Testing a reversal detection indicator
The chart above shows a propitiatory reversal detection indicator. It draws a trend line as soon as an excessive move is detected and a reversal can be expected. As I like to sell a put option whenever a trend line is drawn, I would like to know how many days after the entry I should close my position.
This question is answered with the APPENDIX analysis above. As long as the APPENDIX_E (excursion ratio) is rising, the market is moving up on average. On day 9 after the maximum value seems to be reached. When APPENDIX_E is turning downwards, new lows start to show up, bringing the favorable/adverse excursion ratio down. So 9 days after entry would most probably be the best time to cover my short put.
The blue line underneath the APPENDIX_E signal response line (chart above) shows the general market behavior. While the maximum edge after the entry has been a 2:1 favorable / adverse ratio, the average market move over the same period of time would only have been around 1:1.15. So I would judge that this reversal detection indicator offers some edge in timing a bullish market reversal.

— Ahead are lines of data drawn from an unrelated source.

PR #1483, opened 2023-03-01
Set cloudflare as default & add tunnel flags

isaacroldan:
Contributes to https://github.com/Shopify/internal-cli-foundations/issues/307

- Set cloudflare as default tunnel solution
- Add a new (hidden) flag to select between ngrok and cloudflare
- Select the tunnel provider based on a remote feature flag

### How to test your changes?
- `app dev` should automatically create a cloudflare tunnel
- `app dev --tunnel ngrok` should create an ngrok tunnel

### Post-release steps
Update documentation saying:
- We use cloudlflare by default, there is no need for auth or anything, it'd just work
- ngrok is optional. Use it with `--tunnel ngrok`

### Measuring impact

### Checklist


packages/app/src/cli/commands/app/dev.ts
```diff
@@ -92,6 +94,7 @@ export default class Dev extends Command {
     await addPublicMetadata(() => ({
       cmd_app_dependency_installation_skipped: flags['skip-dependencies-installation'],
       cmd_app_reset_used: flags.reset,
+      cmd_dev_tunnel_type: flags['tunnel-url'] ? 'custom' : flags.tunnel,
```
isaacroldan, line 97: the tunnel type was only being reported after a successful dev execution, but I think is worth it to report it BEFORE, just in case the dev crashes. That way we can know if it crashes for a specific tunnel type

Arkham (approved):
Very nice, left a couple of questions

packages/app/src/cli/services/dev.ts
```diff
@@ -37,6 +37,8 @@ import {
 import {OutputProcess, outputInfo} from '@shopify/cli-kit/node/output'
 import {Writable} from 'stream'
 
+export type TunnelProviders = 'ngrok' | 'cloudflare' | 'none'
```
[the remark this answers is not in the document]
isaacroldan: Yeah, that was the intention of using this, but we didn't really want to expose the option of no-tunnel for now, so I removed this type. (--no-tunnel is hidden)

packages/app/src/cli/services/context.ts
```diff
@@ -47,15 +47,15 @@ interface DevContextOutput {
...
+  useCloudflareTunnels: boolean
 }
 
 /**
  * Make sure there is a valid context to execute `generate extension`
  *
  * We just need a valid app API key to access the Specifications API.
  * - If the API key is provided via flag, we use it.
- * - Else, if there is cached API key for the current directory, we use it.
+ * - Else, if there is causeCloudflareTunnelsched API key for the current directory, we use it.
```
shauns, line 58: think this is a typo

isaacroldan: ups

packages/app/src/cli/services/dev/urls.ts
```diff
@@ -86,23 +79,21 @@ export async function generateFrontendURL(options: FrontendURLOptions): Promise<
...
-    frontendPort = await getAvailableTCPPort()
-    frontendUrl = await generateURL(options.commandConfig, frontendPort)
-  } else {
+  if (options.noTunnel) {
     frontendPort = await getAvailableTCPPort()
     frontendUrl = 'http://localhost'
     usingLocalhost = true
+  } else {
+    frontendPort = await getAvailableTCPPort()
+    const provider = options.tunnelProvider || options.useCloudflareTunnels ? 'cloudflare' : 'ngrok'
```
gonzaloriestra, line 88: The second expression is missing parentheses, so the logic is not working as expected

```suggestion
    const defaultProvider = options.useCloudflareTunnels ? 'cloudflare' : 'ngrok'
    const provider = options.tunnelProvider || defaultProvider
```

packages/app/src/cli/models/organization.ts
```diff
@@ -4,6 +4,7 @@ export interface Organization {
   website?: string
   betas: {
     appUiDeployments: boolean
+    cliTunnelAlternative: boolean
```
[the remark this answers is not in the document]
isaacroldan: That makes sense, i'll update for `cliTunnelAlternative` and see if i can update it easily for `appUiDeployments`

packages/app/src/cli/api/graphql/all_orgs.ts
```diff
@@ -5,7 +5,8 @@ export interface AllOrganizationsQuerySchemaOrganization {
   businessName: string
   website: string
   betas: {
-    appUiDeployments: boolean
+    appUiDeployments?: boolean
+    cliTunnelAlternative?: boolean
```
gonzaloriestra, line 9: Do we need to retrieve the betas in all these graphql requests? It would be nice to remove it if it's not used in all the cases to avoid making them slower 🙏

gonzaloriestra (approved):
Thanks for the changes! I've tested it and it's now working fine with all the combinations of tunnel and beta flags 👌

packages/app/src/cli/api/graphql/all_orgs.ts
isaacroldan: Done @gonzaloriestra, thanks for the feedback, much cleaner now 🙇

By comparing the APPENDIX_E to the APPENDIX_P, the excursion based calculation against the profit factor based calculation you could even go for a more precise timing of a possible exit strategy. If you would initialize a long position as soon as an entry signal is given, you should try to exit your position 1 to 7 days after the entry. Later on the averaged profit factor will get worse, and thus you would need a more intelligent exit to make use of the initial edge of the entry signal.
Differences to Dave Bergstrom’s e-ratio
My work is based on Dave Bergstrom’s ideas. But I gave his e-ratio indicator a slightly different algorithm, as I did not like the way he is calculating it.

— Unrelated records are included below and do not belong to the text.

PR #1533, opened 2023-03-02
Footer dev message not shown when exist theme app extension

alvaro-shopify:
When you run the `dev` command using a theme app extension the footer in not working properly and the output of the the theme app extension (CLI2) is messed up with the output of the other processes (backend, frontend, extensions)

There is an[ open issue ](https://github.com/Shopify/internal-cli-foundations/issues/563) to solve this problem but in the meanwhile we want to avoid the problem with the footer when the app includes a theme app extension.

- In case the app includes a theme app extension the cli will render a plain app url instead the footer

### How to test your changes?
- Create an app with a theme app extension 

### Measuring impact

### Checklist


.changeset/clean-donuts-brush.md
```diff
@@ -0,0 +1,5 @@
+---
+'@shopify/app': patch
+---
+
+Footer dev message not shown when exist theme app extension. Plain app urls is shown instead"
```
gonzaloriestra, line 5:
```suggestion
Fix URLs output for dev with theme app extensions
```

gonzaloriestra (approved):

pepicrft (changes requested):
Have we considered fixing the issues below instead of disabling the footer altogether?

- The Ruby CLI includes a frame that makes the layout break. I'd look for where in the code [this API](https://github.com/Shopify/cli/blob/067199cf6b1ea38613cc5ab1b46c25b9ffc37365/packages/cli-kit/assets/cli-ruby/lib/shopify_cli/context.rb#L96) is being used and adjust the code not to use a frame at all.
- Then, we can adjust the Node CLI to let the concurrent API format the output along with the other processes.

alvaro-shopify:
> open issue

@pepicrft  yes, there is an [open issue](https://github.com/Shopify/internal-cli-foundations/issues/563) to solve that problem, do you think it's better to solve it now instead of disabling the footer?. Anyway, I have found out that the footer is not working in the spin terminal, so we should need a way to disabling it depending on some conditions

gonzaloriestra:
I think this issue is quite urgent: theme app extensions can't be properly tested right now (the URLs can be hidden). So unless we can fix the footer quickly, I'd release this temporary solution.

amcaplan (approved):
👍

Agreed this isn't an ideal situation, but it's important to know when to do it right and when to do something that just works well enough for now. And I think that spin support is significant enough to warrant a generalized solution.

I don't think we should invest more in Ruby code, instead it will be a subpar experience but at least it won't actively block development.

Unfortunately this does mean that `Press q` won't work when theme extensions exist, which is quite unfortunate, given that Windows users experience challenges when using `ctrl+c` to exit the process. So it's worth at least marking that as something to figure out in the near term.

alvaro-shopify:
Rejected in favour of #1570 1570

The commons: APPENDIX_E and e-ratio are based on the same idea, to use the maximum favorable and adverse movement to describe the indicator edge.
The differences: e-ratio normalizes each MAE&MFE move by the average true range. Dave used ATR to get rid of different volatility levels across markets and make the results comparable. I do not follow this approach and use the % MAE&MFE moves. This allows me to get rid of the absolute market level, but it does not account for volatility. ATR is an indicator with all it’s downsides like parameter setting and lagging, this the intrinsic properties of this indicator will be reflected in the e-ratio indicator.

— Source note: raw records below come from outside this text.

PR #1541, opened 2023-03-03
Use templates specifications endpoint

gonzaloriestra:

Fixes https://github.com/Shopify/internal-cli-foundations/issues/582

Co-authored by @alvaro-shopify 

* Integrate the [new](https://github.com/Shopify/partners/pull/46021) `templateSpecifications` partners API
* Support using extensions and template specifications in the same generate command
* Right now, remote specifications only include `functions` definitions. 
* In case of using a template, there is support for including several extensions (only functions right now)

### How to test your changes?
  * `p shopify app generate extension --path YOU_APP_PATH`. UI extensions are generated from local specifications and `functions` from the remote one

### Measuring impact

### Checklist


packages/app/src/cli/constants.ts
```diff
@@ -36,14 +36,14 @@ export const blocks = {
   },
 } as const
 
-export const defaultFunctionsFlavors: {name: string; value: ExtensionFlavor}[] = [
+export const defaultFunctionsFlavors: ExtensionFlavor[] = [
   {name: 'JavaScript (developer preview)', value: 'vanilla-js'},
   {name: 'TypeScript (developer preview)', value: 'typescript'},
   {name: 'Rust', value: 'rust'},
   {name: 'Wasm', value: 'wasm'},
 ]
```
isaacroldan, line 44: The Partners PR has been merged, we can remove all references to local function specifications right?

packages/app/src/cli/services/generate/fetch-template-specifications.ts
```diff
@@ -0,0 +1,76 @@
...
+// There should be another api with the extensions specifications. Right now templates only support functions
+function resolveExtensionCustoms(_type: string): {
+  category: ExtensionCategory
+  configSchema?: ZodSchemaType<FunctionConfigType>
+} {
+  return {
+    category: 'function',
+    configSchema: BaseFunctionConfigurationSchema,
+  }
+}
```
isaacroldan, line 67: why do you need this function? 🤔

packages/app/src/cli/services/generate.ts
```diff
@@ -150,4 +144,55 @@ function formatSuccessfulRunMessage(
...
+  const specifications = await fetchSpecifications({token, apiKey, config: options.config})
+  let templateSpecifications = convertSpecificationsToTemplate(specifications)
+  const remoteTemplateSpecifications = await fetchTemplateSpecifications(token)
+  templateSpecifications = templateSpecifications.concat(remoteTemplateSpecifications)
+  // If for any reason the remote template specifications API with the functions is not available, we will load the
+  // local functions specifications
+  if (remoteTemplateSpecifications.length === 0) {
+    const functions = await loadFunctionSpecifications(options.config)
+    templateSpecifications = templateSpecifications.concat(convertSpecificationsToTemplate(functions))
+  }
```
isaacroldan, line 194: We shouldn't need to do this, the API will be available and we can't keep duplicated hardcoded info in the CLI, the idea of this project was to remove that from the CLI :)

packages/app/src/cli/services/function/common.ts
```diff
@@ -40,11 +40,12 @@ export async function inFunctionContext(
 
 export async function ensureFunctionExtensionFlavorExists(
   specification: FunctionSpec,
-  extensionFlavor: ExtensionFlavor,
+  extensionFlavor: ExtensionFlavorValue,
   templateFlavor: TemplateFlavor,
   templateDownloadDir: string,
 ): Promise<string> {
-  const templatePath = specification.templatePath(templateFlavor)
+  // Extensions resolves the template path from template flavor, but templates use extension flavor
```
isaacroldan, line 47: wat. Can we simplify this to use just one flavor? feels hard to understand what's happening here 😅

packages/app/src/cli/services/generate/fetch-template-specifications.ts
alvaro-shopify: This are the missing things either in the template spec or the extensions. 

We need to cover these requirements. Now it's hardcoded to the functions but we should add[ this information ](https://github.com/Shopify/cli/pull/1541#discussion_r1140148549) to the current extensions spec

packages/app/src/cli/services/generate.ts
alvaro-shopify: https://github.com/Shopify/cli/pull/1541#discussion_r1140142058

packages/app/src/cli/services/generate/fetch-template-specifications.ts
isaacroldan: You are not using the configSchema anywhere. But in any case and related to a previous comment, the schema doesn't belong to the template, schema is a "build" thing and the template is a "generate" thing.

packages/app/src/cli/services/function/common.ts
alvaro-shopify: the problem is that the resolution of the `templatePath` is different between how current local specifications behave and the one we load from the template specificacions:
- Local specs: Replace the token in a template url with the flavor
- Template specs: Each flavor includes it's own template url
Once we use only the remote templates this should be changed to:

```ts
const templatePath = specification.templatePath(extensionFlavor)
```

isaacroldan: Ah well, since we are removing the local specs, we can simplify this then, cool 👌

packages/app/src/cli/services/generate/fetch-template-specifications.ts
isaacroldan: I mean the one in this function, the schema is used yes :P 
The schema can still be defined locally for now, that part is not relevant for the templates

packages/app/src/cli/models/app/template.ts
```diff
@@ -0,0 +1,30 @@
+import {GenericSpecification} from './extensions.js'
+import {extensionTypesGroups} from '../../constants.js'
+
+export interface TemplateSpecification {
+  identifier: string
+  name: string
+  group: string
+  supportLinks: string[]
+  types: GenericSpecification[]
+}
```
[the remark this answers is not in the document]
isaacroldan: We can pair on monday if you want for this :)

packages/app/src/cli/services/generate/fetch-template-specifications.ts
gonzaloriestra: I've removed the schema from there.

alvaro-shopify (approved):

APPENDIX_P is based on the profit factor calculation. The % returns are used to calculate it. If you would like to account for different volatility in different markets, please use some kind of volatility based signal weighting. e.g. set the signal to 2 instead of 1 if you want to invest more in low volatility markets. I think that this approach offers more flexibility than Dave’s original work.
Using the APPENDIX indicator in Tradesignal Software Suite
To run the signal analysis as shown you just have to call the appendix function.
You can either call APPENDIX_E to get the excursion based calculation or APPENDIX_P to get the profit factor based analysis.
The function has got two inputs. The signal and the bars to analyse.
The appendix_E functions accepts -1, 0,+1 as signal. It can be used to test basic entry signals. (1=long,0=flat,-1=short)
The appendix_P function accepts any real number as signal. A signal of 1.5 would just constitute for a long signal with 50% more weight than a pure 1 signal. This way you can test complex signals, including the position sizing algorithm.
The indicator code above gives a simple example on how to do it. You could also call the function in an existing trading strategy, and just set the signal to 1 or -1 each time a trade is opened. Then compare the results of the APPENDIX analysis to the average holding period of your strategy. If, on average, your strategy stays in the market for a longer time than APPENDIX would suggest, you might want to work on a faster exit strategy.